Soup’s on – and making it is a snap

On a recent freezing day in Des Moines, the DMU wellness teaching kitchen was the right place to be: Four kettles of soup, homemade bread and a green salad awaited a noon-hour group who were there for a lunch-and-learn on cooking the tasty meal at home. At the helm was David Spreadbury, Ph.D., professor emeritus and former chair of biochemistry and nutrition.

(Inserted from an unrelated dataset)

PR #11062, opened 2026-07-11
feat(forge): add GitLab support alongside GitHub

### LINKED ISSUE #5167: feat(forge): add GitLab support alongside GitHub
## Problem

“It’s brass monkey weather out there. Having a hot pot of soup is really nice,” he said.

David Spreadbury and Joy Schiller

Dr. Spreadbury is more than an enthusiastic cook. He was instrumental in the evolution of DMU’s wellness program from its infancy to its current status as the nation’s first and only university or college to earn platinum status, the highest recognition granted by the Wellness Councils of America. He was influential in recruiting the University’s first and still-director of the wellness program, Joy Schiller, M.S., CHES; the two natural allies successfully campaigned for the wellness center to include the teaching kitchen.

“Students were saying to me, ‘We understand nutrition, but what are we supposed to eat?'” he recalled. That led to the creation of a healthy nutrition and cooking elective for DMU’s osteopathic medical students, likely one of the first such courses among medical schools, that Dr. Spreadbury taught with the wellness staff and other faculty for many years. His mantra then and now is the advice of Michael Pollan, author of In Defense of Food: an Eater’s Manifesto and other books, to “eat food. Not too much. Mostly plants.” Dr. Spreadbury’s goal is helping people understand that cooking doesn’t have to be complicated or costly, that experimentation is perfectly fine and that nutritional meals can be delicious.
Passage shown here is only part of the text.